On Thursday the Organization of the Petroleum Export Countries (OPEC) released its annual statistical bulletin. The publication includes details on the oil and gas industries in each of the cartel’s 14 member nations, along with global data.
Global crude oil production declined by 701,000 barrels a day year over year in 2017 (about 0.9%). OPEC production declined by 926,000 barrels a day (2.8% year over year). Total global production reached 74.69 million barrels a day, the first year-over-year decline since 2009. Production in 2016 totaled 75.48 million barrels a day.
U.S. oil production rose by 498,000 barrels a day (5.6%) and Libyan production more than doubled to 427,000 barrels a day as the country was excluded from OPEC’s lower production quotas. Saudi Arabia cut production by 501,000 barrels a day (4.8%) and Venezuelan production dropped 338,000 barrels a day (14.2%). The top three producers last year were Russia with daily production of 10.35 million barrels, Saudi Arabia with 9.96 million barrels and the United States with 9.36 million barrels.
Global demand for crude oil rose by 1.7% year over year in 2017 to 97.2 million barrels per day. Demand grew fastest in the Asia-Pacific region with China and India posting the largest growth.
OPEC members exported a total of 24.86 million barrels a day last year, down by 406,000 barrels compared to the prior year total, with most (62.6%) sent to the Asia-Pacific region. Europe imported 4.64 million barrels a day in 2017, up from 4.4 million barrels a year earlier and North American imports of OPEC crude fell by 2.5% to 3.21 million barrels a day.
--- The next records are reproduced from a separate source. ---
PR #1988, opened 2026-08-13
fix(logging): drop noisy envelope-serialization debug log

tustanivsky:
The `serializing envelope into buffer` debug line is emitted on every envelope serialization. Since #1841 the crashpad backend serializes the external crash report envelope on every scope mutation (`flush_external_crash_report` → `sentry_envelope_serialize` → `sentry__envelope_serialize_into_stringbuilder`), so with debug logging enabled this floods the logs. It was reported by an Unreal SDK user who wants to keep debug logging on.

### DIFF
--- a/CHANGELOG.md
+++ b/CHANGELOG.md
@@ -10,6 +10,7 @@
 
 **Fixes**:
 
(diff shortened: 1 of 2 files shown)


jpnurmi (approved):
Sorry about the accidental debug flood and thanks for fixing it!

The 14 OPEC members account for 1.21 trillion of the world’s total proved reserves of 1.48 trillion barrels of crude oil. Global reserves decreased by 0.4% year over year in 2017 and OPEC reserves dipped 0.3%, mostly due to lower production from Venezuela, the current world leader with reserves of nearly 303 billion barrels. Saudi Arabia claims proved reserves of more than 266 billion barrels followed by Iran (156 billion barrels), Iraq (147 billion barrels) and Kuwait (102 billion barrels). U.S. proved reserves totaled about 33 billion barrels, according to the OPEC bulletin.
The average price for a barrel of OPEC’s reference basket of 14 different crude oil varieties rose from $40.76 in 2016 to $52.43 in 2017.
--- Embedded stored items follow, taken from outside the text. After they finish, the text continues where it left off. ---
PR #2000, opened 2026-08-18
chore: deprecate enable_logs/metrics

jpnurmi:
A softer alternative to #1980, to be released with the current features and fixes. This provides a heads-up for the actual removal coming soon, together with the other upcoming breaking changes (e.g. value-based attachments for RW-locking).


src/sentry_logs.c
```diff
@@ -14,6 +14,17 @@
 
 static sentry_batcher_ref_t g_batcher = SENTRY_BATCHER_REF_INIT;
 
+static bool
+sdk_is_initialized(void)
```
limbonaut: Other SDKs usually provide `is_enabled()` to check whether it's initialized. Just an idea, and probably out of scope for this PR.

limbonaut (commented):
The more I think about it, the more I like the previous version, because it's more honest. If someone calls `sentry_options_set_enable_logs(options, false)` on this version, they'll get a warning, but application will compile and run, and produce a different result than before. It's a sneaky footgun.

jpnurmi:
> The more I think about it, the more I like the previous version, because it's more honest. If someone calls `sentry_options_set_enable_logs(options, false)` on this version, they'll get a warning, but application will compile and run, and produce a different result than before. It's a sneaky footgun.

Good point! A bare deprecation without ripping out the functionality just yet makes more sense, indeed.

limbonaut (approved):

mujacica (approved):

As interesting as all these numbers may be, the June 22 OPEC meeting is drawing the most attention right now. There have been reports that Saudi Arabia and Russia will loosen production quotas and may pump up to an additional 1 million barrels a day now that the world’s supply of oil has reached essential parity with world demand. Crude prices will be volatile until the meeting and any announcement regarding future production. As the situation stands now, production quotas are set to remain until the end of this year.